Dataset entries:
- Opening Delimiter -

Issue #628, opened 2022-05-03
Behavior when downloading files with unsaved edits


HighDiceRoller:
### Problem

When downloading a file that has unsaved edits, the unedited version of the file is downloaded. I've been surprised by this behavior on a few occasions; my natural expectation is that the file would be saved before downloading.

### Proposed Solution

A (non-exhaustive) list of possible alternative behaviors for this case:

1. Automatically save the file before downloading, with the context menu option being named something like "Save and Download".
2. Add separate context menu options for "Download Without Saving" and "Save and Download".
3. After selecting "Download", prompt the user whether they would like to save before downloading.
4. Automatically save the file before downloading if the "Autosave Documents" user setting is checked. (Actually, I'm not sure what this setting currently does?)
5. Add a new user setting to determine whether files are automatically saved before downloading.

If I had to pick one I'd go with option 4, but I welcome any other opinions even if they are for the status quo.

As always, thanks for this phenomenal project!

jtpio:
Thanks @HighDiceRoller.

> Automatically save the file before downloading, with the context menu option being named something like "Save and Download".

Since JupyterLite defines its own commands for downloading the content, probably the context could first be saved with `await context.save()` before triggering the download. 

The relevant code is here:

https://github.com/jupyterlite/jupyterlite/blob/7a7a8a92d98b5b3700ef8ad51c8e2306efcbea23/packages/application-extension/src/index.tsx#L204-L298

jtpio:
@HighDiceRoller would you like to give this a try and open a PR?

My guess would be that we could add `await context.save()` here:

https://github.com/jupyterlite/jupyterlite/blob/7a7a8a92d98b5b3700ef8ad51c8e2306efcbea23/packages/application-extension/src/index.tsx#L263

And here:

https://github.com/jupyterlite/jupyterlite/blob/7a7a8a92d98b5b3700ef8ad51c8e2306efcbea23/packages/application-extension/src/index.tsx#L289

Then we could check the behavior on the ReadTheDocs preview for the PR.

HighDiceRoller:
Gave it a try, see what you think.

PR #629, opened 2022-05-04
Save files before downloading

HighDiceRoller:
## References

Addresses #628 .

## Code changes

Automatically (and unconditionally) saves files before downloading.

## User-facing changes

- Closing Delimiter -

**Work request**
Exact copies of all the lines above are required.

**Solution for this task**
Issue #628, opened 2022-05-03
Behavior when downloading files with unsaved edits


HighDiceRoller:
### Problem

When downloading a file that has unsaved edits, the unedited version of the file is downloaded. I've been surprised by this behavior on a few occasions; my natural expectation is that the file would be saved before downloading.

### Proposed Solution

A (non-exhaustive) list of possible alternative behaviors for this case:

1. Automatically save the file before downloading, with the context menu option being named something like "Save and Download".
2. Add separate context menu options for "Download Without Saving" and "Save and Download".
3. After selecting "Download", prompt the user whether they would like to save before downloading.
4. Automatically save the file before downloading if the "Autosave Documents" user setting is checked. (Actually, I'm not sure what this setting currently does?)
5. Add a new user setting to determine whether files are automatically saved before downloading.

If I had to pick one I'd go with option 4, but I welcome any other opinions even if they are for the status quo.

As always, thanks for this phenomenal project!

jtpio:
Thanks @HighDiceRoller.

> Automatically save the file before downloading, with the context menu option being named something like "Save and Download".

Since JupyterLite defines its own commands for downloading the content, probably the context could first be saved with `await context.save()` before triggering the download. 

The relevant code is here:

https://github.com/jupyterlite/jupyterlite/blob/7a7a8a92d98b5b3700ef8ad51c8e2306efcbea23/packages/application-extension/src/index.tsx#L204-L298

jtpio:
@HighDiceRoller would you like to give this a try and open a PR?

My guess would be that we could add `await context.save()` here:

https://github.com/jupyterlite/jupyterlite/blob/7a7a8a92d98b5b3700ef8ad51c8e2306efcbea23/packages/application-extension/src/index.tsx#L263

And here:

https://github.com/jupyterlite/jupyterlite/blob/7a7a8a92d98b5b3700ef8ad51c8e2306efcbea23/packages/application-extension/src/index.tsx#L289

Then we could check the behavior on the ReadTheDocs preview for the PR.

HighDiceRoller:
Gave it a try, see what you think.

PR #629, opened 2022-05-04
Save files before downloading

HighDiceRoller:
## References

Addresses #628 .

## Code changes

Automatically (and unconditionally) saves files before downloading.

## User-facing changes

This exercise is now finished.